The processing of liquid silicone rubber (LSR) in the injection molding process to molded parts offers high economic potential due to its great scalability. Unlike the well-researched and understood injection molding process of thermoplastics, LSR still lacks basic process knowledge. The cavity pressure curve shows a completely different pattern, as the cold LSR expands strongly once placed in the hot mold due to volume dilation. During processing of LSR exothermic and irreversible cross-linking, occurs. In this work, a method is introduced to display the cross-linking reaction in the cavity pressure curve. Using a self-developed testing device and conventional differential scanning calorimetry measurements, a correlation between cross-linking and the pressure signal can be demonstrated.

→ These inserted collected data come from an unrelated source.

PR #4177, opened 2025-06-17
fix: Fix an issue in returning parameter units

mkundu1:
We retrieve the Fluent unit strings via scheme calls from PyFluent at the end of the execution of `parameters.output_parameters.list()` command in PyFluent so we can populate Fluent unit strings in that command's return value. This PR prevents a Fluent-side error which was coming from those scheme calls.

`parameters.output_parameters.list()` will be fixed in 26.1 to contain the Fluent unit strings in the return value. The above PyFluent workaround will still be needed in Fluent versions <= 25.2.

### DIFF
--- a/src/ansys/fluent/core/solver/flobject.py
+++ b/src/ansys/fluent/core/solver/flobject.py
@@ -1780,10 +1780,16 @@ def _fix_parameter_list_return(val):
                 # Symbols are not stripped in the command return in PyConsole.
                 # Following code will work in both PyConsole and PyFluent.
                 unit = units[0].lstrip("'")
-                unit_labels = _fix_parameter_list_return.scheme_eval(
-                    f"(units/inquire-available-label-strings-for-quantity '{unit})"
-                )
-                unit_label = unit_labels[0] if len(unit_labels) > 0 else ""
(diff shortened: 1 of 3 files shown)


src/ansys/fluent/core/solver/flobject.py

A typical deflection is evaluated in the pressure curve by differentiating, which is attributed to the cross-linking. The relationships established are confirmed by pressure measurements in the mold during the processing of LSR in the injection molding process. The knowledge gained contributes to a better understanding of the process, helps to optimize existing processes and save resources. Existing cavity-pressure-measuring-systems are to be supplemented by an evaluation logic and thus, in addition to cycle time optimization, process variations are to be detected, energy consumption optimized and quality ensured and verified.